PR #220, opened 2024-11-05
Slightly reorganize includes

jp7677:
Introduce `nvofapi_private.h`.
Move all external COM interface to new `interfaces` folder.
Use relative includes. This makes adding tests easier.

Also align a few smaller things, e.g. log statement for `initilize`.


src/nvofapi_private.h
```diff
@@ -0,0 +1,6 @@
+#pragma once
+
+#include "./nvapi_private.h"
+
+#include "../inc/nvofapi/nvOpticalFlowD3D12.h"
+#include "../inc/nvofapi/nvOpticalFlowVulkan.h"
```
Saancreed, line 6: Do we care about trailing newlines?

Saancreed (approved):

PR #221, opened 2024-11-06
nvapi,nvofapi: Reorganize file layout

jp7677:
Move things to `nvapi` or `nvofapi` folder.


src/meson.build
```diff
@@ -2,17 +2,17 @@ nvapi_src = files([
...
-  'd3d/lfx.cpp',
-  'd3d/nvapi_d3d_instance.cpp',
-  'd3d/nvapi_d3d_low_latency_device.cpp',
-  'd3d11/nvapi_d3d11_device.cpp',
-  'd3d12/nvapi_d3d12_device.cpp',
+  'nvapi/lfx.cpp',
+  'nvapi/nvapi_d3d_instance.cpp',
+  'nvapi/nvapi_d3d_low_latency_device.cpp',
+  'nvapi/nvapi_d3d11_device.cpp',
+  'nvapi/nvapi_d3d12_device.cpp',
```
Saancreed, line 15: Perhaps the stuff below could also be moved to `nvapi/` (and `nvofapi{,_d3d12,_vulkan},cpp` to `nvofapi/`)? Then we could have each library be built from sources only in its own directory plus some shared utils/interfaces and this `meson.build` would just define variables for shared sources and then do `subdir('nvapi')` and `subdir('nvofapi')`.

::::::::::

→ WHAT YOU SHOULD DO: Go through the entries and copy each line holding the string "build".

→ THE ANSWER:
src/meson.build
Saancreed, line 15: Perhaps the stuff below could also be moved to `nvapi/` (and `nvofapi{,_d3d12,_vulkan},cpp` to `nvofapi/`)? Then we could have each library be built from sources only in its own directory plus some shared utils/interfaces and this `meson.build` would just define variables for shared sources and then do `subdir('nvapi')` and `subdir('nvofapi')`.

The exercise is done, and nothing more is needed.